Das erste Mal. Das erste Mal in diesem Jahr. Das erste Mal in diesem Jahr bin ich in ganz kurzen Hosen los. Endlich wieder Luft an den Beinen – was für ein großartiges Freiheitsgefühl! Sanfter Wind, 10 Grad, Sonne… fantastisch. Gemeinsam mit Lotta Vitamin D getankt für Körper und Seele. Bin vor mich hingelaufen und habe gar nichts gedacht.
Wenn das doch den Rest des Tages so weitergehen könnte! Geht es aber nicht. Ich bin unsicher und mache mir Gedanken, nachts manchmal auch Sorgen. Sehe so viele unbekümmerte Menschen auf den Straßen. In den Läden. Nah beieinander, in großen Gruppen. Viele tragen einen Mundschutz, das schon. Aber sie verhalten sich als sei nichts. Als gebe es Covid 19 nicht. Als sei es plötzlich ungefährlich. Als sei es nicht mehr ansteckend. Auch sie haben Freiheitsgefühle…

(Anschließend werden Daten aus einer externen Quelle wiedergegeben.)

PR #2427, opened 2019-01-23
Improve error message for "undocumented modules"

matt-gardner:
We've had a couple of people recently not understand what "undocumented module" meant in a CI failure.  This adds a nicer error message explaining what needs to happen for the check to pass.


matt-gardner:
I'm guessing this message would have been enough to help the people who got stuck; we can certainly add other information somewhere if more people are still confused.

PR #2430, opened 2019-01-23
Mark Atis Parser tests as flaky. Fix pylint.

brendan-ai2:
- Tests appear to pull down a DB file from S3.
- Spurious network failures are common, so mark as flaky to ameliorate the problem.
- Alternative: Bring DB file into fixtures directory. However, as we're trying to keep the size of the library down, this probably isn't advisable.
- Also disables some `pylint` warnings that hit with `numpy==1.16.0`.


brendan-ai2:
Thanks, Kevin! :)

PR #2431, opened 2019-01-24
Add necessary implicit embedding extension for transfer-modules api and vocab extension

HarshTrivedi:
Please don't review this yet; I still need to change some code and add tests. This is a follow-up on #2374 and #2387, but I will probably get back after #2395 gets finalized.


HarshTrivedi:
Okay, this is up for review. @joelgrus, @matt-gardner 

Two main things changed here:

1. If vocab extension is ON during training, the embedding extension should also happen implicitly. Or else, it will raise error. This is same as implicitly doing embedding extension when fine-tuning with vocab extension is ON.
2. If one is using transfer-modules api and has transferred embeding/text_field_embedder (eg. from old-archive) with Vocab extension ON, loading new-archive currently doesn't work. This is because the new-archive statedict would have extended embedding but from_params would yet load the embedding from old-archive before copying the state dict from new-archive model. So it's necessary to take precautionary embedding extension before copying state-dict.

Other change: we need to make sure embedding-extension is no-op unless we are sure (eg. it's incorrect to default to "tokens" namespace). Incorrect implicit assumption with above changes can make some tests fails.

allennlp/modules/token_embedders/embedding.py
```diff
@@ -181,12 +181,19 @@ def extend_vocab(self,  # pylint: disable=arguments-differ
...
-        # currently unextendable unless the user used default vocab_namespace 'tokens' for it.
+        # currently unextendable.
 
         vocab_namespace = vocab_namespace or self._vocab_namespace
         if not vocab_namespace:
-            vocab_namespace = "tokens"
-            logging.warning("No vocab_namespace provided to Embedder.extend_vocab. Defaulting to 'tokens'.")
+            # It's not safe to default to 'tokens' when we aren't sure that 'tokens'
+            # need to be extended. (Without this, several tests fail.)
+            logging.warning("No vocab_namespace provided to Embedder.extend_vocab. Extension will be no-op'.")
```
matt-gardner: In what circumstances will this actually emit a warning?  Will almost everyone that loads or trains a model in practice see this warning?  If so, it should be at the `info` level (or even `debug`).

allennlp/modules/token_embedders/embedding.py
```diff
@@ -181,12 +181,19 @@ def extend_vocab(self,  # pylint: disable=arguments-differ
...
+            return
+
+        extended_num_embeddings = extended_vocab.get_vocab_size(vocab_namespace)
+        if extended_num_embeddings <= self.num_embeddings:
```
matt-gardner: Shouldn't this be `==`, not `<=`?

HarshTrivedi: Yes,  if vocab and embedding are already in sync it should be `==`. I had kept `<=` as a precaution against incorrect vocab namespace. But on second thought, if user passed an incorrect vocab namespace, it's better to raise error than a silent no-op. Will change it.

allennlp/modules/token_embedders/embedding.py
HarshTrivedi: The warning won't be seen for any models trained after #2374 because `_vocab_namespace` is stored. For previously trained models, it would almost always be seen because `extend_vocab` call is implicit now. Will change it to `info` level.

allennlp/modules/token_embedders/embedding.py
HarshTrivedi: Worth explicitly raising error for `<` case? It's only possible with user explicitly passed an incorrect vocab namespace that's smaller than embedding itself.

HarshTrivedi: Okay, I have separated `==` and `<` cases, making no-op in first and raising configuration error in second.

allennlp/modules/token_embedders/embedding.py
```diff
@@ -181,18 +181,24 @@ def extend_vocab(self,  # pylint: disable=arguments-differ
...
-        # currently unextendable unless the user used default vocab_namespace 'tokens' for it.
+        # currently unextendable.
 
         vocab_namespace = vocab_namespace or self._vocab_namespace
         if not vocab_namespace:
-            vocab_namespace = "tokens"
-            logging.warning("No vocab_namespace provided to Embedder.extend_vocab. Defaulting to 'tokens'.")
+            # It's not safe to default to 'tokens' when we aren't sure that 'tokens'
+            # need to be extended. (Without this, several tests fail.)
+            logging.info("No vocab_namespace provided to Embedder.extend_vocab. Extension will be no-op'.")
```
matt-gardner: To make this more obvious, I'd recommend a message like "Loading a model trained before embedding extension was implemented; pass an explicit vocab namespace if you want to extend the vocabulary."

allennlp/modules/token_embedders/embedding.py
```diff
@@ -181,18 +181,24 @@ def extend_vocab(self,  # pylint: disable=arguments-differ
...
         # knowing which is necessary at time of embedding vocab extension. So old archive models are
-        # currently unextendable unless the user used default vocab_namespace 'tokens' for it.
+        # currently unextendable.
 
         vocab_namespace = vocab_namespace or self._vocab_namespace
         if not vocab_namespace:
-            vocab_namespace = "tokens"
-            logging.warning("No vocab_namespace provided to Embedder.extend_vocab. Defaulting to 'tokens'.")
+            # It's not safe to default to 'tokens' when we aren't sure that 'tokens'
+            # need to be extended. (Without this, several tests fail.)
```
matt-gardner: No need to reference failing tests in comments in the code - just give the justification (that it's not safe to default to "tokens").

allennlp/modules/token_embedders/embedding.py
HarshTrivedi: @matt-gardner  Correcting this revealed a subtle issue: defaulting to `tokens` and `token_characters` namepsace can be problematic, when `num_embeddings` was used instead of vocab namespace to decide embedding size. Fixed this in last commit. 

This is up for another look now.

HarshTrivedi: .. oops, didn't realize you already reviewed again!

HarshTrivedi:
@matt-gardner, Thanks for the review! This should be good to merge now.

PR #2432, opened 2019-01-24
adding patch

kernelmachine:


allennlp/modules/token_embedders/bag_of_word_counts_token_embedder.py
```diff
@@ -14,22 +15,36 @@ class BagOfWordCountsTokenEmbedder(TokenEmbedder):
...
-        size of vocabulary
-    projection_dim : int, optional (default = None)
+    vocab: ``Vocabulary``
+    vocab_namespace: ``str``
+        namespace of vocabulary to embed
+    projection_dim : ``int``, optional (default = ``None``)
         if specified, will project the resulting bag of words representation
         to specified dimension.
+    ignore_oov : ``bool``, optional (default = ``False``)
+        if true, will set entry corresponding to OOV token to zero.
```
joelgrus: I don't feel like this is a great description, especially if you're using a projection layer. Wouldn't it be more accurate to just say, "If true, we ignore the OOV token"?

allennlp/modules/token_embedders/bag_of_word_counts_token_embedder.py
```diff
@@ -14,22 +15,36 @@ class BagOfWordCountsTokenEmbedder(TokenEmbedder):
...
+        self.vocab = vocab
+        self.vocab_size = vocab.get_vocab_size(vocab_namespace)
         if projection_dim:
-            self._projection = torch.nn.Linear(vocab_size, projection_dim)
+            self._projection = torch.nn.Linear(self.vocab_size, projection_dim)
         else:
             self._projection = None
-        self.output_dim = projection_dim or vocab_size
+        self._ignore_oov = ignore_oov
+        self.oov_idx = vocab.get_token_to_index_vocabulary(vocab_namespace).get(vocab._oov_token)
```
joelgrus: why is `_ignore_oov` a "private" variable but `oov_index` a "public" one?

should any of these instance variables be public?

allennlp/modules/token_embedders/bag_of_word_counts_token_embedder.py
```diff
@@ -49,11 +64,13 @@ def forward(self,  # pylint: disable=arguments-differ
         ``(batch_size, vocab_size)``
         """
         bag_of_words_vectors = []
-
-        mask = get_text_field_mask({'tokens': inputs})
+        mask = get_text_field_mask({'tokens': inputs}, 1)
```
joelgrus: wouldn't the logic be much cleaner if you did something here like

```
if self._ignore_oov:
    # also mask out positions corresponding to oov
    mask *= inputs != self._oov_idx
```
then you wouldn't have to do the `.nonzero().squeeze()` part below, which i find extremely non-obvious.

allennlp/modules/token_embedders/bag_of_word_counts_token_embedder.py
```diff
@@ -72,9 +89,12 @@ def from_params(cls, vocab: Vocabulary, params: Params) -> 'BagOfWordCountsToken
         we look for a ``vocab_namespace`` key in the parameter dictionary
         to know which vocabulary to use.
         """
+
         vocab_namespace = params.pop("vocab_namespace", "tokens")
-        vocab_size = vocab.get_vocab_size(vocab_namespace)
         projection_dim = params.pop_int("projection_dim", None)
+        ignore_oov = params.pop("ignore_oov", False)
```
joelgrus: use `pop_bool` here, in case we want to pass that in as an environment variable or something

kernelmachine:
@joelgrus incorporated all your comments, ready for another look!

PR #687, opened 2018-04-02
Avoid usage of new guava APIs

szarnekow:


org.eclipse.xtext.ide.tests/src/org/eclipse/xtext/ide/tests/server/UriExtensionsTest.xtend
```diff
@@ -270,7 +270,7 @@ class UriExtensionsTest {
 		var directory = createTempDir('some name with whitespaces').toFile;
 		assertTrue(directory.exists)
 		assertTrue(directory.directory)
-		assertTrue(CharMatcher.whitespace.matchesAnyOf(directory.name));
+		assertTrue(directory.name.contains(' '));
```
cdietrich: why change this?

szarnekow: My TP did not contain a Guava version with that method after I re-oomphed.

cdietrich: test should be gradle oomphed and that one should use a newer guava

szarnekow: So this is to be rejected?

cdietrich:
Since it is a test I don’t care as long thing thing what should be tested is still tested

PR #696, opened 2018-04-11
[eclipse/xtext-eclipse#599] Support waiting operation.

ArneDeutsch:
ActiveAnnotationProcessors might run in parallel. Read operations should
wait until all write operations are ready to avoid race conditions.


ArneDeutsch:
Initially I thought this would not be to much work and started an implementation. But now I think this is quite a lot of work. Hence I follow your suggestion and created a ticket for a refactoring.

https://github.com/eclipse/xtext-core/issues/709

PR #701, opened 2018-04-19
Updated to LSP4J 0.4.0

### LINKED ISSUE #694: Update to LSP4J 0.4.0 / Protocol Version 3.6
we should consider a update to LSP4J 0.4.0 / Protocol Version 3.6 

@spoenemann @akosyakov are you going to provide a pr for this?

spoenemann:
Fixes #694.

In LSP 3.6 the parameter type of `textDocument/completion` has changed from `TextDocumentPositionParams` to `CompletionParams`. While this is compatible in TypeScript (the new type adds only optional properties), it is a breaking change in Java :-/

LSP4J 0.4.0 is released next week. I set the dependency to the snapshot version here so we can include the update in the first RC. I'll change it to the released version as soon as it's available.

### DIFF
--- a/gradle/versions.gradle
+++ b/gradle/versions.gradle
@@ -9,7 +9,7 @@ ext.versions = [
 	'xtext_bootstrap': '2.13.0',
 	'gradle_plugins': '0.1.0',
 	'xtext_gradle_plugin': '1.0.20',
-	'lsp4j': '[0.3.0,0.4)',
+	'lsp4j': '0.4.0-SNAPSHOT',
 	'log4j': '1.2.16',
 	'equinoxCommon' : '3.8.0',
 	'equinoxRegistry' : '3.6.100',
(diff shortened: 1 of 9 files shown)


cdietrich:
@spoenemann is it intended that you did no adapt the wizard + its expectations

spoenemann:
I updated the MANIFEST.MF of org.eclipse.xtext.ide.

Why does IdeProjectDescriptor list org.eclipse.lsp4j in the POM dependencies? Doesn't it get in transitively?

cdietrich:
i think it should but it is still used in some poms. dont know why. maybe @kthoms does.

cdietrich:
may cause how gradle/maven deal with transitive/optional deps?

spoenemann:
The dependency is added only if the project is built as Eclipse plugin, so probably it's some Tycho issue. It would be good to know whether this is really necessary so we can decide whether to update the version there or to remove the redundant dependency.

cdietrich:
thx @spoenemann

PR #703, opened 2018-04-20
Java 10 integration

cdietrich:


org.eclipse.xtext.tests/testdata/wizard-expectations/org.xtext.example.full/org.xtext.example.full.parent/pom.xml
```diff
@@ -12,7 +12,7 @@
 		<maven.compiler.source>1.8</maven.compiler.source>
 		<maven.compiler.target>1.8</maven.compiler.target>
 		<!-- Tycho settings -->
-		<tycho-version>1.1.0</tycho-version>
+		<tycho-version>1.2.0-SNAPSHOT</tycho-version>
```
holgerschill: Why do we have to use tycho 1.2.0-SNAPSHOT here? Accident?

cdietrich: cause tycho 1.2.0 is not final yet. and it is needed for java 10. so we want to deliver that so that one the snapshot is completely java 10 capable it can be tried

PR #723, opened 2018-05-02
Issue/722 validation2 fragment

holgerschill:
I have written a fake Xbase grammar in the abstract testclass since loading real Xbase from xtext.tests does not work and duplicating the whole thing for Xbase is a lot of code in addition. However the problems got tested.


org.eclipse.xtext.tests/src/org/eclipse/xtext/xtext/generator/ValidatorFragment2Tests.xtend
```diff
@@ -172,6 +172,41 @@ class ValidatorFragment2Tests extends AbstractGeneratorFragmentTests {
...
 				protected void initialize(IAcceptor<PreferenceKey> acceptor) {
+					super.initialize(acceptor);
+					acceptor.accept(create(DEPRECATED_MODEL_PART, SeverityConverter.SEVERITY_WARNING));
+				}
+			}
+		'''.toString, concatenationClientToString(fragment.generateIssueProvider))
+	}
+	
+	@Test
+	def testGenerateConfigurableIssueProvideXbaser() {
```
LorenzoBettini: a very small cosmetic remark: I guess it should be "ProviderXbase" instead of "ProvideXbaser"

org.eclipse.xtext.xtext.generator/src/org/eclipse/xtext/xtext/generator/validation/ValidatorFragment2.xtend
```diff
@@ -232,6 +245,7 @@ class ValidatorFragment2 extends AbstractInheritingFragment {
 			
 				@Override
 				protected void initialize(�IAcceptor�<�PreferenceKey�> acceptor) {
+					super.initialize(acceptor);
```
LorenzoBettini: so we always call super.initialize(acceptor) even for non Xbase languages, is that right?
This sounds sensible, but just to be sure: in the current version for super.initialize was never called

org.eclipse.xtext.xtext.generator/src/org/eclipse/xtext/xtext/generator/validation/ValidatorFragment2.xtend
```diff
@@ -75,18 +77,29 @@ class ValidatorFragment2 extends AbstractInheritingFragment {
...
 	 * @since 2.14
 	 */
 	protected def getAbstractValidatorConfigurationBlockClass(){
 		return new TypeReference("org.eclipse.xtext.ui.validation.AbstractValidatorConfigurationBlock")
 	}
+	
+	/**
+	 * @since 2.14
+	 */
+	protected def getXbaseValidationConfigurationBlockClass(){
```
LorenzoBettini: I was wondering if it would be better to follow the other approach and have something similar to getSuperConfigurableIssueCodesProviderClass (e.g., getSuperValidatorConfigurationBlockClass) instead of having getAbstractValidatorConfigurationBlockClass and getXbaseValidationConfigurationBlockClass

org.eclipse.xtext.xtext.generator/src/org/eclipse/xtext/xtext/generator/validation/ValidatorFragment2.xtend
```diff
@@ -243,11 +257,12 @@ class ValidatorFragment2 extends AbstractInheritingFragment {
 		val javaFile = fileAccessFactory.createGeneratedJavaFile(validatorConfigurationBlockClass)
 		javaFile.content = '''
 			@SuppressWarnings("restriction")
-			public class �validatorConfigurationBlockClass� extends �abstractValidatorConfigurationBlockClass� {
+			public class �validatorConfigurationBlockClass� extends �if(language.grammar.inheritsXbase) xbaseValidationConfigurationBlockClass else abstractValidatorConfigurationBlockClass� {
```
LorenzoBettini: see the above comment on having getSuperValidatorConfigurationBlockClass

org.eclipse.xtext.tests/src/org/eclipse/xtext/xtext/generator/ValidatorFragment2Tests.xtend
holgerschill: Sure. Will correct.

org.eclipse.xtext.xtext.generator/src/org/eclipse/xtext/xtext/generator/validation/ValidatorFragment2.xtend
holgerschill: Yes. In the current version this is not done since it wasn't necessary. Doing now for all langs does not hurt.

org.eclipse.xtext.xtext.generator/src/org/eclipse/xtext/xtext/generator/validation/ValidatorFragment2.xtend
holgerschill: Would work if could bind an impl of XbaseValidationConfigurationBlockClass class but we have to bind and impl of AbstractValidatorConfigurationBlockClass instead. This is why I did it this way to make a clear difference.

LorenzoBettini: OK, I suspected it was something like that :)

holgerschill:
Thanks @LorenzoBettini !

PR #729, opened 2018-05-04
[eclipse/xtext-web#53] updated to a newer jetty version that works better with asm 6.1

cdietrich:
[eclipse/xtext-web#53] updated to a newer jetty version that works better with asm 6.1


cdietrich:
please review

Morgen beginnt Woche 9 dieser besonderen Zeit. Unser Jüngster ist seit neun Wochen nicht mehr im Kindergarten. Er hat seit neun Wochen seine Freunde nicht mehr gesehen. Acht Wochen lang hatte ich das Gefühl, dass ihn das nicht allzu sehr beeinträchtigt. Seit ein paar Tagen merke ich, dass es ihn immer mehr beeinträchtigt. Er spielt nur noch selten allein. Er ist ungeduldig. Er ist weinerlich. Er schläft schlecht ein. Er möchte eigentlich den ganzen Tag nur Geschichten hören oder sehen.
Als Mutter und als Läuferin wünsche ich mir nichts sehnlicher zurück als die Freiheit, die wir vor Corona hatten. Ich möchte wieder im Pulk der Masse im Startblock stehen und die Aufregung der anderen Läufer spüren. Ich möchte dem Läufer, der kurz vor mir ins Ziel kommt und den ich gar nicht kenne, euphorisch um den Hals fallen. Nur, weil wir es ins Ziel geschafft haben. Ich möchte mich im Zoo vor den Gehegen mit den anderen Menschen drängeln, um die beste Sicht auf die Gorillas oder die Robben zu haben. Auf überfüllten Spielplätzen den Kindern beim unbekümmerten gemeinsamen Toben zusehen.
Und doch habe ich das Gefühl, dass ich darauf noch lange warten muss. Dass das hier ein Marathon ist. Wir sind schon gut unterwegs. Aber wie viele Kilometer haben wir schon geschafft? Laufen wir bald ins Ziel ein und sind jetzt gerade bei Kilometer 35, wo es ganz besonders schmerzt? Wo man aufhören würde, sobald man anhalten würde? Oder sind wir gerade erst losgelaufen? Ich bin unsicher. Und hoffe, dass auch mich bald das große Aufatmen erreicht, das viele jetzt schon spüren.